The extraction of recombinant proteins from plant-based systems typically consists of an extraction in 1-3 volumes of water and adjustment to a pH of approximately 5. Alternatively a buffer can be used to provide for a final pH of approximately 5. Under these acidic conditions, the majority of the host proteins in the green juice extract (GJ) aggregate and can be separated from the recombinant protein of interest by centrifugation. The resultant pellet (hereafter denoted P1) is discarded and the supernatant (hereafter denoted S1) is carried forward for further processing. However, this generally employed procedure was not applicable to the L2-SA fusions, which partitioned predominantly into the P1 pellet under acidic conditions and could not be subsequently extracted. In addition degradation of the L2-SA fusion was generally greater at acidic pH (pH 5) necessitating the use of neutral or alkaline conditions, which reduced the level of observed proteolysis.
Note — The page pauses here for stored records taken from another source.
PR #473, opened 2016-04-07
Fixed issue #10850: Questions attributes "Display columns:" wrong def…

andmemasin:
…ault value 6->1

Changed the default value to 1.


c-schmitz:
Thank you very much!

PR #478, opened 2016-04-18
New feature #10954 : always add font-awesome in public and admin

Shnoulle:
* move top fa for public part
* admin part have a lot of glyphicon
* I think i fix whole public : next part : start the layout/public.html to replace getHeader en footer .....
* Before we have 5 times fa fonts ..... with different version .....


Shnoulle:
Tested and merged. Maybe some fix elsewhere , but tested complmete survey. See https://bugs.limesurvey.org/view.php?id=10954#c37428

PR #480, opened 2016-04-19
New feature: configuration AuditLog config page + new log survey sett…

danielgimeno:
…ings change event

Dev: Added AuditLog config page + default values for each operation type
Dev: Log any survey setting change
Dev: Fix missing dispatch event for update & delete tokens & partipants.

### DIFF
--- a/application/controllers/admin/tokens.php
+++ b/application/controllers/admin/tokens.php
@@ -625,6 +625,12 @@ class tokens extends Survey_Common_Action
 
             foreach ($aData as $k => $v)
                 $token->$k = $v;
+
+            $beforeParticipantSave = new PluginEvent('beforeParticipantSave');
+            $beforeParticipantSave->set('model',$token );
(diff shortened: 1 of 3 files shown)


application/controllers/admin/tokens.php
```diff
@@ -902,6 +908,13 @@ function delete($iSurveyID)
             self::_newtokentable($iSurveyID);
         }
 
+        $token = Token::model($iSurveyID)->find('tid=' . $sTokenIDs);
```
olleharstedt: This breaks when `$sTokenIDs` is a list of ids (mark more than one token in token list and click delete). Please fix.

danielgimeno: Fixed. PR made.

Daniel.

2016-05-04 14:58 GMT+02:00 Olle Härstedt <notifications@github.com>:

PR #483, opened 2016-04-28
Fix some part of new datetime 

Shnoulle:
- Use fontawesome for datetime question
- Add a label for accessibilty : must test whole system with screen reader
- registerScript in replace of included script. Tested : seem not needed ?

### DIFF
--- a/application/views/survey/questions/date/selector/answer.php
+++ b/application/views/survey/questions/date/selector/answer.php
@@ -41,9 +41,16 @@
         */
         ?>
 
-        <?php $this->widget('yiiwheels.widgets.datetimepicker.WhDateTimePicker', array(
+        <?php
+            echo CHtml::tag("div",array('id'=>"answer{$name}_datetimepicker",'class'=>"input-group date"),"",false);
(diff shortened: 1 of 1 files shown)


c-schmitz:
See also https://eonasdan.github.io/bootstrap-datetimepicker/Options/#icons

Shnoulle:
No, because yiiwheels update html in PHP not only in JS : https://github.com/LimeSurvey/LimeSurvey/blob/master/application/extensions/yiiwheels/widgets/datetimepicker/WhDateTimePicker.php#L78

You're right : alternate solution can be : 
Add our input only, ,and update it in JS only to add the input-group and icon.

The 2 solution are valid, and we have a third
- Use yiiwheels : actual solution
- Add an input and do it with some JS file and option inside HTML
- Create a LS extension for inpu (near same than SettingsWidget but with views etc ....)

c-schmitz:
You can update the YiiWheels widget directly for the surrounding HTML. I updated it anyway to accomodate the new datetimepicker library.

Shnoulle:
Then : it's not the official yiiwheel ? A sort of LS for of yiiwheel ?

c-schmitz:
The official yiiwheel is inactive, we use the latest version and I modified datetimepicker to get the bugs out.

PR #1394, opened 2020-02-27
Fixed issue #15920: PHP notice when submit a survey with refurl

Shnoulle:
Dev: move $this->LEMsessid to setVarFromArgs function
Dev: send surveyid from the param in setVarFromArgs
Dev: cherry-pick


Shnoulle:
Not major issue except for user with debug > 1

PR #1395, opened 2020-02-27
Fixed issue #15924: Can not send invitations to imported participants where emailstatus IS NULL

acran:
Fixed issue [#15924](https://bugs.limesurvey.org/view.php?id=15924): Can not send invitations to imported participants where emailstatus IS NULL

Dev: although the WHERE condition "emailstatus <> 'OptOut'" *intuitively* should match everything that is not equal to "OptOut" it actually does *not* match NULL values in MySQL since it is not NULL-safe.

Dev: This is related to [#15772](https://bugs.limesurvey.org/view.php?id=15772) and [#15823](https://bugs.limesurvey.org/view.php?id=15823) since emailstatus should not be NULL in the first place.

### DIFF
--- a/application/controllers/admin/tokens.php
+++ b/application/controllers/admin/tokens.php
@@ -2615,7 +2615,7 @@ class tokens extends Survey_Common_Action
         if ($request->getPost('bypassbademails') == '1') {
             return "emailstatus = 'OK'";
         } else {
-            return "emailstatus <> 'OptOut'";
+            return "emailstatus <> 'OptOut' OR emailstatus IS NULL";
         }
     }
 


application/controllers/admin/tokens.php
```diff
@@ -2615,7 +2615,7 @@ protected function getSQLemailstatuscondition()
         if ($request->getPost('bypassbademails') == '1') {
             return "emailstatus = 'OK'";
         } else {
-            return "emailstatus <> 'OptOut'";
+            return "emailstatus <> 'OptOut' OR emailstatus IS NULL";
```
acran: although the WHERE condition "emailstatus <> 'OptOut'" intuitively should match everything that is not equal to "OptOut" it actually does not match NULL values in MySQL since it is not NULL-safe.

Shnoulle:
My opinion : 

replace OK by 'OK' or null .... null => not set, default, default MUST be OK

acran:
@Shnoulle i.e. change the `if` branch to
```php
        if ($request->getPost('bypassbademails') == '1') {
            return "emailstatus = 'OK' OR emailstatus IS NULL";
        }
```
?

Makes sense to me, but I'm not familiar enough with the remaining code/logic around this. Should I update my PR with the above?

olleharstedt:
Denis is sick this week, but maybe he can review it the next. @Shnoulle for reminder.

Shnoulle:
Sorry didn't answered ....

Not sure about the ideal solution .... but globally my opinion on emailstatus are OK or NULL or '' mean : it's OK to send it ...

But we use 'ok' since year now .... then maybe it can broke some setup ?

I think https://github.com/LimeSurvey/LimeSurvey/pull/1395#issuecomment-593096033 is OK, but what it's your opinion on this solution ? 

It's not a dev opinion, more a user opinion .... @cdorin93 maybe must give his opinion ....

olleharstedt:
Sounds good. Dorin is on vacation next week, but let's ping him when he's back.

acran:
@olleharstedt @Shnoulle @cdorin93 I'm not quite sure about the current situation of this PR: is it waiting for an update by me respective to https://github.com/LimeSurvey/LimeSurvey/pull/1395#issuecomment-593096033 or should I wait for feedback first?

c-schmitz:
I think you could just update your tokens to OK where the email status is empty. I am against allowing for NULL as being equal to OK.

Shnoulle:
@c-schmitz i think in 3 and since 2.50 (maybe before) there are no way to set NULL to emailstatus (except directly in database).

acran:
@c-schmitz:

> I think you could just update your tokens to OK where the email status is empty.
> You can use the participant batch-edit to filter for tokens that are null and set them to ok.

In the UI there is no way to differentiate between NULL values and empty strings since both are rendered as empty strings. This makes this issue so confusing since saving the token "without making any changes" the value from NULL to empty string in the background and thus its behavior.

> I am against allowing for NULL as being equal to OK

Which is also not what this PR does. Instead it ensures that NULL is _not equal to 'OptOut'_ see https://github.com/LimeSurvey/LimeSurvey/pull/1395#pullrequestreview-365560362

> as it could have unintended side-effects with people using this in some way. The underlying bug causing the empty emailstatus has long been fixed.

As said before: in the frontend NULL can not be distinguished from an empty string in the database. The underlying bug may had been fixed at some point but in the master branch this PR is based off of it was still present. See also the reated open bugs: [15772](https://bugs.limesurvey.org/view.php?id=15772), [15823](https://bugs.limesurvey.org/view.php?id=15823)

olleharstedt:
@acran Can you please join us at our next team meeting so we can discuss this issue?

acran:
@olleharstedt of course. Where can I find the information on when the next meeting takes place and how to join?

olleharstedt:
> @olleharstedt of course. Where can I find the information on when the next meeting takes place and how to join?

chat.freenode.net, #limesurvey 

Some more info here: https://manual.limesurvey.org/How_to_join_the_LimeSurvey_project_team

PR #1396, opened 2020-02-27
Fixed issue #15844: api get_question_properties not responding the su…

m-rm:
It seems that a few instances of a variable where missed during refactoring.

Fixed issue # : 15844 https://bugs.limesurvey.org/view.php?id=15844


olleharstedt:
Thanks!

PR #1397, opened 2020-03-10
Fixed issue #15973: Invalid submitfailed received

Shnoulle:
Dev: PDOStatement::rowCount are unstable and unsure.
Dev: then don't use it

### DIFF
--- a/application/helpers/expressions/em_manager_helper.php
+++ b/application/helpers/expressions/em_manager_helper.php
@@ -5586,23 +5586,16 @@
                     }
                     //If the responses already have been submitted once they are marked as completed already, so they shouldn't be changed.
                     if ($oResponse->submitdate == null || Survey::model()->findByPk($this->sid)->alloweditaftercompletion == 'Y') {
-                        $iCountUpdated = Response::model($this->sid)->updateByPk($oResponse->id,$aResponseAttributes);
-                        if (!$iCountUpdated) {
-                            // Fix #15733 comparing values of previous response
-                            $aReponseCurrentAttributes = $oResponse->getAttributes();
-                            $aIntersect = array_intersect_key($aReponseCurrentAttributes,$aResponseAttributes);
-                            if (!empty(array_diff_assoc($aResponseAttributes,$aIntersect))) {
-                                $message = submitfailed('',$this->gT('Error on response update'));
-                                LimeExpressionManager::addFrontendFlashMessage('error', $message, $this->sid);
-                            }
-                        } else {
-                            // Action in case its saved with success : to be move in Response::aferSave ?
-                            // Save Timings if needed
-                            if ($this->surveyOptions['savetimings']) {
-                                Yii::import("application.libraries.Save");
-                                $cSave = new Save();
-                                $cSave->set_answer_time();
-                            }
+                        Response::model($this->sid)->updateByPk($oResponse->id,$aResponseAttributes);
+                        /* See https://www.php.net/manual/en/pdostatement.rowcount.php :
+                         * this behaviour is not guaranteed for all databases and should not be relied on for portable applications.
+                         */
+                        // Action in case its saved with success : to be move in Response::aferSave ?
+                        // Save Timings if needed
+                        if ($this->surveyOptions['savetimings']) {
+                            Yii::import("application.libraries.Save");
+                            $cSave = new Save();
+                            $cSave->set_answer_time();
                         }
                     } else {
                         LimeExpressionManager::addFrontendFlashMessage('error', $this->gT('This response was already submitted.'), $this->sid);


Shnoulle:
I do the fix for master when this one was merged.

Since [PDOStatement::rowCount](https://www.php.net/manual/en/pdostatement.rowcount.php) is not guaranted and can not be used for portable applications. 

And : SQL error throw error directly.

olleharstedt:
>this behaviour is not guaranteed for all databases and should not be relied on for portable applications.

99% of LS installations use MySQL? So OK to rely on?

Shnoulle:
> 99% of LS installations use MySQL? So OK to rely on?

Some month ago : we never have issue, seems mariadb return 0 if there are no real update since only some month ? And mariadb is used a lot. The original issue is for mariadb and mariadb replace mysql a lot ....
Seems PGSQL need a specific settings for this

Shnoulle:
Maybe an update in default system ?

`PDO::MYSQL_ATTR_FOUND_ROWS` https://www.php.net/manual/en/ref.pdo-mysql.php

I have the issue in a debian server and a fedora server ...

olleharstedt:
Ah, right, I remember.

Shnoulle:
> 99% of LS installations use MySQL? So OK to rely on?

I think it's false : most mariadb, after pgsql, after mysql and finally MSSQL.

But i think big system, big company use most PGSQL or MSSQL.

otheus:
UPDATE: "99% of LS installations use MySQL? So OK to rely on?" @Shnoulle and @olleharstedt  The reason PDF Update-rowCount should not be relied upon *to indicate success or failure* is because if the update changes 0 rows, MySQL-PDO will report a rowCount 0. Instead, the exception handler should be used to catch problems doing the UPDATE call. See  https://stackoverflow.com/questions/25167835. I also confirmed this on my system. 

I spent hours tracking down why the system was failing survey responses in the installation using the version prior to this commit; and it appears to be caused by two updates executed in a row, possibly do a double-click on the submit page or something. (There also seems to be a related event to a switch from one php-session to another for the same survey.)

olleharstedt:
Double click? Can you reproduce that?

Shnoulle:
I don't understand the question.

olleharstedt:
> possibly do a double-click on the submit page or something

Shnoulle:
> > possibly do a double-click on the submit page or something

I try manually : really hard to do currently.  Modern browser work good (even without JS)

otheus:
> double click

I don't really know. 

We see these surveys that every now and then (once every few days) call `submitfailed()` for no apparent reason, and the analysis with debugging SQL led me to this hypothesis. 

It might also (instead?) have to do with session expiration. The user had a session, started a survey with response id 117, but mid-way through, the session gets changed and response id 118 is used. 

```
2021-07-25T18:43:08.290955+02:00 limesurvey [local5.debug] limesurveyDB-allgemein[1170]:[system.db.CDbCommand] Executing SQL: UPDATE `sessions` SET `id`=:id WHERE id=:oldID. Bound with :oldID='k3ibdjl95gqu4v394q81sif22f', :id='nff802fsvhc6aequ8sbrekafcp'
...
2021-07-25T18:43:29.604102+02:00 limesurvey [local5.debug] limesurveyDB-allgemein[1148]:[system.db.CDbCommand] Executing SQL: UPDATE `sessions` SET `id`=:id WHERE id=:oldID. Bound with :oldID='nff802fsvhc6aequ8sbrekafcp', :id='dp0a8l6em5t3du2s4ourcsn8pg'
```

The timestamp of the debug statement which would have generated the `submitfailed` call corresponds precisely to the second query above (pid, timestamp). 

In the end, survey response id 118 was completely filled out, while 117 has only a few fields populated.

otheus:
It happened again yesterday. Similar features. Apparently the same survey participant:
```
??:48:40.321326+02:00 limesurvey [local5.debug] limesurveyDB-allgemein[14641]:[system.db.CDbCommand] Querying SQL: SELECT `data`, FROM `sessions`, WHERE expire>:expire AND id=:id. Bound with :expire=1627318119, :id='kio2kgl8tllp7huk0kc3q638t2'

??:48:40.334778+02:00 limesurvey [local5.debug] limesurveyDB-allgemein[14641]:[system.db.CDbCommand] Executing SQL: UPDATE `sessions` SET `id`=:id WHERE id=:oldID. Bound with :oldID='kio2kgl8tllp7huk0kc3q638t2', :id='p1puehoa6c4anid366hk1pid1v'

??:48:56.788220+02:00 limesurvey [local5.debug] limesurveyDB-allgemein[14601]:[system.db.CDbCommand] Executing SQL: UPDATE `sessions` SET `id`=:id WHERE id=:oldID. Bound with :oldID='p1puehoa6c4anid366hk1pid1v', :id='080rkpcrnn0ulceeb3694e1em8'
??:48:56.814861+02:00 limesurvey [local5.debug] limesurveyDB-allgemein[14601]:[system.db.CDbCommand] Executing SQL: UPDATE `survey_652142` SET `lastpage`=:yp0, `datestamp`=:yp1, `652142X35812X407463`=:yp2, `652142X35812X407463_filecount`=:yp3 WHERE `survey_652142`.`id`=117. Bound with :yp0=1, :yp1='<REDACTED>:48:56', :yp2=NULL, :yp3=NULL
??:48:56.815104+02:00 limesurvey [local5.debug] limesurveyDB-allgemein[14601]:[system.db.CDbCommand] Executing SQL: UPDATE `saved_control` SET `saved_thisstep`=:yp0 WHERE `saved_control`.`scid`=1761. Bound with :yp0='1'
??:48:56.816067+02:00 limesurvey [local5.debug] limesurveyDB-allgemein[14601]:[system.db.CDbCommand] Executing SQL: UPDATE `survey_652142` SET `lastpage`=:yp0, `datestamp`=:yp1, `652142X35812X407463`=:yp2, `652142X35812X407463_filecount`=:yp3 WHERE `survey_652142`.`id`=117. Bound with :yp0=1, :yp1='<REDACTED>:48:56', :yp2=NULL, :yp3=NULL
??:48:56.816297+02:00 limesurvey [local5.debug] limesurveyDB-allgemein[14601]:[system.db.CDbCommand] Executing SQL: UPDATE `saved_control` SET `saved_thisstep`=:yp0 WHERE `saved_control`.`scid`=1761. Bound with :yp0='1'

```

Shnoulle:
I have some issue with reload system 
> Notice: Undefined variable: sLoadPass in .\application\helpers\frontend_helper.php on line 61 Notice: Undefined variable: sLoadPass in .\application\helpers\frontend_helper.php on line 62 Notice: Undefined variable: sLoadPass in .\application\helpers\frontend_helper.php on line 63

Maybe related ? I have the fix, but not the way to reproduce …

Shnoulle:
Seems you have 2 `saved_thisstep` then, maybe related to the way it saved currently.

Doing some test : seems it('s broken on last version (with token enable survey)

otheus:
I will continue to collect data. So far, every double `saved_control` is indicative of the UPDATE-rowCount == 0 condition / event (Which would have triggered submitfailed). However, (1) single `saved_control` queries are not associated with this event, and (2) there was at least one event that had no `saved_control` query at all.

PR #1398, opened 2020-03-13
Fixed issue #15984: Order of subquestion are not respected in print answers

Shnoulle:
Dev: fix order in relations
Dev: use App()->getDb()->quoteColumnName for security


Shnoulle:
I check on mssql about `'order'=> App()->getDb()->quoteColumnName('subquestions.question_order').' ASC'`

PR #1405, opened 2020-04-17
Fixed issue #16142: Deleting a participant after he/she started the survey keeps the survey available

Shnoulle:
Dev: unset invalid token ($oToken is null)


Shnoulle:
This is a quick fix currently, i think we need a better system to check valid / invalid token .
Unsure if in SurveyRuntimeHelper or somewhere else ?

Maybe a new getCurrentToken function, validate and /or throw error.

olleharstedt:
Should same fix be cherry-picked into master?

Shnoulle:
Yes, surely, i do it after.

olleharstedt:
OK, we just need someone to test this. @cdorin93 Busy, busy?

PR #1409, opened 2020-04-23
Fixed issue #16175: statCountIf returns nothing for first participant 

Shnoulle:
Dev: $result = $result ? $result : false; can never return 0
Dev: js accept null ? No ? Why adding this ? No reason …
Dev: add a test to allow return 0


application/helpers/expressions/em_core_helper.php
```diff
@@ -2120,7 +2120,7 @@ private function RDP_RunFunction($funcNameToken, $params)
                                         if (is_numeric($params[0])) {
                                             $result = $funcName(floatval($params[0]));
                                         } else {
-                                            $result = NAN;
+                                            $result = false;
```
olleharstedt, line 2123: Phew. Almost impossible to figure out the effect of this change. :sweat:

Shnoulle: Yes, BUT : return value must be same if function have 1 or 2 or any parameters … 

See https://github.com/LimeSurvey/LimeSurvey/blob/857b89f0df595790363ea3d429ab32d71d2ffaaf/application/helpers/expressions/em_core_helper.php#L2110-L2125

`atan` return false, but not`atan2` … 

I can reset to NAN but : there are an issue

olleharstedt: Maybe we can look for a unit-test design next week.

Shnoulle: If you're OK : i revert just this part (atant2 : NAN to false)

Just keep https://github.com/LimeSurvey/LimeSurvey/pull/1409/files#diff-7f2b63ae2aaab1ffe6caffbaae39751cL2144

olleharstedt: I'm OK with anything, but we need a unit-test for RDP_RunFunction. Let me glance the code.

Shnoulle: I add it for `0` return , but clearly : the line `$result = $result ? $result : false;` was ONLY HERE if function have 2 parameters.

And NAN return only for atan2, not for all other math function

olleharstedt: Want me to set it up? The method needs to be made public, and maybe some state needs to be set before running the function.

Shnoulle: If only NAN (for atan2) function is an issue, i can revert.

Shnoulle:
I add comments on the NAN part (NAN in PHP) since review are only on this one.

olleharstedt:
OK, but now the only change is in the acceptance test?

Shnoulle:
No

https://github.com/LimeSurvey/LimeSurvey/pull/1409/files#diff-7f2b63ae2aaab1ffe6caffbaae39751cL2144

set `0, `''`, `[]`, `null` to false.

Shnoulle:
I'm sure for 100% we need this commit, i merge.

olleharstedt:
Without a unit-test?

olleharstedt:
RDP_RunFunction is a fragile function, like all of EM. That's why I'd like a unit test of it before doing changes.

Shnoulle:
> OK, but now the only change is in the acceptance test?
https://github.com/LimeSurvey/LimeSurvey/pull/1409#issuecomment-619987716

> Without a unit-test?
https://github.com/LimeSurvey/LimeSurvey/pull/1409#issuecomment-623365927

> RDP_RunFunction is a fragile function, like all of EM. That's why I'd like a unit test of it before doing changes. But maybe your acceptance test already covers it...?

Plese : just check code and update done … 

Before the fix : 

number of argsPassed : 
- 1 : return result (false, null, empty array , 0 , empty string)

Initial testing focused on 1825 L2-SA which consists of a 112 amino acid domain from the L2 protein of canine oral papillomavirus (COPV), corresponding to amino acids 61-171, fused to the N terminus of streptavidin. Extractions were performed at alkaline pH (pH 7.5-8.0) under high (100 mM phosphate buffer) or low (25 mM Tris/Maleic acid buffer) ionic strength conditions. Under these conditions significant levels of host protein were present in the S1 supernatant, hindering preparation of an extract amenable to chromatography. Inclusion of the polyethylenimine (PEI), an aliphatic polyamine polymer of high molecular weight and very high cationic charge was tested as a means to improve host protein precipitation. Concentrations of PEI in the range 0.01% w/v to 0.4% w/v were evaluated and the effectiveness at the selective precipitation of contaminating proteins evaluated. At concentrations of 0.1% w/v PEI removal of the green pigment from the S1 was obtained at both ionic strengths, while contaminating protein precipitation was found to be strongly dependent on ionic strength. Under low ionic strength the principal host protein (rubisco) as well as the expression vector derived tobacco mosaic virus (TMV) coat protein were effectively partitioned to the P1, with the majority of the 1825 L2-SA remaining soluble. In contrast, minimal contaminating protein precipitation was obtained with 0.4% w/v PEI when 100 mM phosphate buffer was employed.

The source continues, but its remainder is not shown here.